(Your task):
Using the listing that follows, return every line with the word "from".

(Task input):
PR #558, opened 2022-06-22
Doc updates for SSH, postgres, mysql

oliviamiannone:
**Description:**

Per feedback from @dyaffe, these updates include:

SSH setup guide
- Instruct user to specify port 22 for ssh_endpoint
- Correct misleading notes referring to port 5432 - elaborate that 5432 is Postgres and 3306 is mysql

Source-postgres
- correct azure setup steps
- ensure that user connects to the correct instance before performing queries
- distinguish Postgres v14 queries from previous versions for cloud platforms (see note below)

Source-mysql
- Add setup steps for azure
- Add setup steps for google cloud

**Notes for reviewers:**

Regarding v14 vs previous version queries for postgres:

As a non-sql-expert, I had some trouble parsing out which queries, exactly, in the pre-v-14 versions for Google Cloud and Amazon steps would be replaced by `GRANT pg_read_all_data `. So, that change was not made there. 

I'm under the impression that `pg_read_all_data` is a new, convenient and pre-defined role, so those old-version commands should still work for all versions, anyway (?). Regardless, the queries could probably use a good review.

---
This change is [Reviewable](https://reviewable.io/reviews/estuary/flow/558)

### DIFF
--- a/site/docs/guides/connect-network.md
+++ b/site/docs/guides/connect-network.md
@@ -19,12 +19,18 @@ basic configuration options.
 
 2. Referencing the config files and shell output, collect the following information:
 
-   * The **SSH endpoint** for the SSH server, formatted as `ssh://user@hostname[:port]`. This may look like the any of following:
+  * The SSH **user**, which will be used to log into the SSH server, for example, `sshuser`. You may choose to create a new
+  user for this workflow.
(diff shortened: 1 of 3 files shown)


dyaffe (approved):
This looks good to me.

(Solution to this problem):
Per feedback from @dyaffe, these updates include:
- distinguish Postgres v14 queries from previous versions for cloud platforms (see note below)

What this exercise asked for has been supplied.